There are other ways to reduce order effects. In the computer monitor example, we might decide to use a different set of tasks in each testing condition. The order in which the two different sets of tasks are given could be counterbalanced along with the order in which participants are assigned to the two different-sized monitors. Measures such as this can reduce order effects in within-groups research designs.

Order Effects You observe that your friends felt exhilarated after riding a roller coaster without loops (which turn riders upside-down), then felt nauseated after riding a roller coaster with loops. You conclude that loops lead to nausea. The problem is that there could be an order effect. Perhaps your friends would have felt nauseated after the second roller coaster ride whether or not it had loops. Counterbalancing would avoid this confound. Half of your friends would be randomly assigned to ride the one without loops first, then the one with loops; half of them would be randomly assigned to ride the one with loops first, then the one without loops. (Your second author gets queasy just thinking about roller coasters and would not participate in this experiment no matter what experimental controls were in place! But your first author would volunteer!)
© ImageState/Alamy
© Amazing Images/Alamy

254

CHECK YOUR LEARNING

Reviewing the Concepts

  • We can calculate a confidence interval for a paired-samples t test. This provides us with an interval estimate rather than simply a point estimate. If 0 is not in the confidence interval, then it is not plausible that there is no difference between the sample and population mean differences.
  • We also can calculate an effect size (Cohen’s d) for a paired-samples t test.
  • Order effects occur when participants’ behavior is affected when a dependent variable is presented a second time.
  • Order effects can be reduced through counterbalancing, a procedure in which the different levels of the independent variable are presented in different orders from one participant to the next.

Clarifying the Concepts

  • 10-5 How does creating a confidence interval for a paired-samples t test give us the same information as hypothesis testing with a paired-samples t test?
  • 10-6 How do we calculate Cohen’s d for a paired-samples t test?
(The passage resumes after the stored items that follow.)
PR #7211, opened 2023-08-23
chore: remove unused assets via bash script

grabbou:
Fixes https://linear.app/uniswap/issue/WEB-1324/assets-folder-in-interface-has-unused-icons-needs-lint-rule

This is the script that I run to detect unused assets. I will follow-up with removal, but figured that we could either: a) keep this script for future reference, b) add it as a part of "npm scripts", c) plug in with the testing pipeline to fail early if it detects those files.

The initial suggestion was to have an ESLint rule, but I don't think that is possible and intuitive - we don't usually open assets with VSCode, so ESLint wouldn't trigger issues unless run on the CI (or locally, but I guess most of us just rely on ESLint extension).

Current output:
```
Unreferenced files:
./src/components/TokenSafety/verified.svg
./src/components/About/images/About_BG_Dark.jpg
./src/components/About/images/About_BG_Light.jpg
./src/assets/svg/static_route.svg
./src/assets/svg/ethereum_square_logo.svg
./src/assets/svg/fiat_mask.svg
./src/assets/svg/phantom-icon.svg
./src/assets/images/arbitrumCircle.png
./src/assets/images/welcomeModal-light@3x.jpg
./src/assets/images/arrow-right.svg
./src/assets/images/welcomeModal-dark@2x.jpg
./src/assets/images/welcomeModal-dark@3x.jpg
./src/assets/images/welcomeModal-light@2x.jpg
./src/assets/images/welcomeModal-dark.jpg
./src/assets/images/welcomeModal-light.jpg
./src/assets/images/celoCircle.png
./public/nft/svgs/marketplaces/looksrare-grey.svg
./public/nft/svgs/marketplaces/opensea-grey.svg
./public/nft/svgs/marketplaces/x2y2-grey.svg
```


scripts/find-unused-assets.sh
```diff
@@ -0,0 +1,26 @@
...
+
+# We look for assets in the /src and /public and then, check if they are referenced in
+# the code, typically in either /src, /public (manifest.json) or /functions
+while IFS= read -r -d $'\0' file; do
+    name="$(basename "$file")"
+    grep -rn -F -q "$name" ./src ./functions ./public
+    if [ $? -ne 0 ]; then
+      rm $file
+    fi
+done < <(find ./src ./public -type f \( -name "*.png" -o -name "*.svg" -o -name "*.jpg" \) -print0)
```
zzmp, line 14: It would be nice to pull out relevant file extensions into a variable at the top of the file, so it can be expanded without having to read too much code, eg

```
ASSET_EXTENSIONS=["*.png", "*.svg", "*.jpg"]
```

zzmp (changes requested):
i love this - just some minor questions

JFrankfurt (changes requested):
This is great, but we should make sure to preserve cross-platform functionality and write this in JS like the rest of the `scripts` files

scripts/find-unused-assets.sh
```diff
@@ -0,0 +1,26 @@
...
+# Array to hold the list of unreferenced files
+unreferenced_files=()
+
+# We look for assets in the /src and /public and then, check if they are referenced in
+# the code, typically in either /src, /public (manifest.json) or /functions
+while IFS= read -r -d $'\0' file; do
+    name="$(basename "$file")"
+    grep -rn -F -q "$name" ./src ./functions ./public
+    if [ $? -ne 0 ]; then
+      rm $file
```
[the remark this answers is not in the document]
grabbou: Oh, that is unexpected result of my local testing. This should be added to the array <facepalm>.

grabbou:
@JFrankfurt do we have an equivalent of `grep` and `find` in Node.js that delivers results equally fast? I feel like doing this in Node.js will take forever, given the size of the codebase. 

The script was intended to be run in the CI originally (and typically only there), so I didn't consider Windows compatibility important. Otherwise, it should run just fine.

Unfortunately, I am not familiar with the Windows platform and their support for shell commands (PowerShell comes to my mind), so I would consider this unsupported, unless you want to take a stab at it!

scripts/find-unused-assets.sh
grabbou: Yeah, that's an option. Will make this code slightly less readable, but will on the other hand make it more explicit to modify parameters. 

There are few interesting gotchas here, like the fact that instead of piping `find` to `while` loop, we're doing process substitution to avoid spawning a subprocess inside `while` loop (which will make it impossible to access and modify the array).

grabbou: That said, I will send an update!

grabbou:
> i love this - just some minor questions
> 
> we'd also want this to be executable easily - could it be run through a package script: `yarn clean-assets`? we'd also want to execute the package script in the `test.yml`, see `yarn deduplicate` as an example.

Yup, that's the plan - I would run it BY DEFAULT early on in the testing pipeline. Worst case scenario (if you're on Windows), you can always look up the CI results (which will be quite explicit) and just remove the files. Whether that scenario materialises depends on the previous comment.

CC: @JFrankfurt I know you're on Windows, so I appreciate your perspective here! 🙏

JFrankfurt:
here ya go

```js
/* eslint-env node */

const fs = require('fs')
const path = require('path')

async function* findFiles(dir, patterns) {
  const entries = await fs.promises.readdir(dir, { withFileTypes: true })
  for (const entry of entries) {
    const fullPath = path.join(dir, entry.name)
    if (entry.isDirectory()) {
      yield* findFiles(fullPath, patterns)
    } else if (patterns.some((pattern) => pattern.test(entry.name))) {
      yield fullPath
    }
  }
}

async function searchInFiles(file, directories) {
  const name = path.basename(file)
  for (const dir of directories) {
    const files = await fs.promises.readdir(dir, { withFileTypes: true })
    for (const entry of files) {
      const fullPath = path.join(dir, entry.name)
      if (entry.isDirectory()) {
        if (await searchInFiles(file, [fullPath])) return true
      } else {
        const content = await fs.promises.readFile(fullPath, 'utf8')
        if (content.includes(name)) return true
      }
    }
  }
  return false
}

async function main() {
  const unreferencedFiles = []
  const patterns = [/\.png$/, /\.svg$/, /\.jpg$/]
  const searchDirs = ['./src', './functions', './public']

  for await (const file of findFiles('./src', patterns)) {
    unreferencedFiles.push(file)
  }

  for await (const file of findFiles('./public', patterns)) {
    unreferencedFiles.push(file)
  }

  for (const file of unreferencedFiles) {
    if (!(await searchInFiles(file, searchDirs))) {
      console.log('Unreferenced file:', file)
    }
  }

  process.exit(0)
}

main().catch((err) => {
  console.error(err)
  process.exit(1)
})
```

grabbou:
@JFrankfurt thanks for the snippet, but I don't think this was necessary. We were at the point of discussing performance and potential implications of using Node built-ins instead. If we reached a conclusion that it was insignificant or "worth a try", I would've happily re-written it myself.

Now, having said that, I did check your code locally and I think while it runs 2/3x slower, it is still reasonably fast (sub 6s).

Since you literally did the subject of this PR, I will close and re-assign to you. You just need to plug it to the CI / scripts as per @zzmp suggestions and are good to go.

Calculating the Statistics

  • 10-7 Assume that researchers asked five participants to rate their mood on a scale from 1 to 7 (1 being lowest, 7 being highest) before and after watching a funny video clip. The researchers reported that the average difference between the “before” mood score and the “after” mood score was M = 1.0, s = 1.225. They calculated a paired-samples t test, t(4) = 1.13, p > 0.05 and, using a two-tailed test with a p level of 0.05, failed to reject the null hypothesis.
    1. Calculate the 95% confidence interval for this t test and describe how it results in the same conclusion as the hypothesis test.
    2. Calculate and interpret Cohen’s d.

Applying the Concepts

  • 10-8 Using the energy-level data presented in Check Your Learning 10-3 and 10-4, let’s go beyond hypothesis testing.
    1. Calculate the 95% confidence interval and describe how it results in the same conclusion as the hypothesis test.
    2. Calculate and interpret Cohen’s d.

Solutions to these Check Your Learning questions can be found in Appendix D.